-- PROBLEM TO SOLVE --
Go through the entries below and collect each line with the string "single" in it.

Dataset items
Issue #693, opened 2018-10-03
Need appropriate icon(s) for protocol import button


bryfox:
The "add" button on the Setup Screen uses an icon intended to mean "add screen"; there should be an appropriate icon for "add protocol".

![add](https://user-images.githubusercontent.com/39674/46431162-0d891e80-c719-11e8-95ad-91bff47c39fb.png)

Alternatively, we could have icons meaning "pair with server" and "browse protocols" as mentioned in #661.

PR #694, opened 2018-10-03
Update state & UI for single paired server

### LINKED ISSUE #661: Support only one paired Server at a time
Based on discussions elsewhere, we've decided to support only one paired Server at a time. This is expected to be the common case, so we can improve the UX for that case.

From @jthrilly:

> The flow for pairing/fetching a new protocol should be redesigned to make the new limitation clear. We might even consider changing the start screen UI so that the “fetch” button changes between a “pair button” and a “browse button”, depending on if a client is paired.

Note that session data can still be exported to a different Server than the protocol was imported from; the protocol just needs to be installed on the Server. (This is already supported.)

Redux state shape should also be adjusted to reflect this.

bryfox:
Resolves #661.

This updates redux state and UI/UX to better support the single-paired server use case / requirement.

### UI updates

The pairing process in unchanged.

Once paired, when a user visits the protocol import screen, they will be presented with their paired server and (if online) the available protocols. An unpair button is added to the paired server card.

unpair

If a server is offline, a retry button is presented (we no longer display the error modal):

offline

The unpair button is linked to a confirmation dialog:
unpair-confirm

### Notes

- The state changes here mean that any previously-paired servers in redux will be ignored. There's now a single `pairedServer` in state.
- I opened a separate issue (#693) to cover the possible pair/browse button toggling mentioned in #661 
- Unpairing only removes the pairedServer from local state. See https://github.com/codaco/Server/issues/170 and https://github.com/codaco/Server/issues/171


rebeccamadsen:
This works well for me!

bryfox:
Great! It sounds like @jthrilly will soon have some additional UI changes (related to #693). I'm going to merge this now; work there can be branched from master (and one won't need to review these changes again).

-- TASK SOLUTION --
Update state & UI for single paired server
This updates redux state and UI/UX to better support the single-paired server use case / requirement.
- The state changes here mean that any previously-paired servers in redux will be ignored. There's now a single `pairedServer` in state.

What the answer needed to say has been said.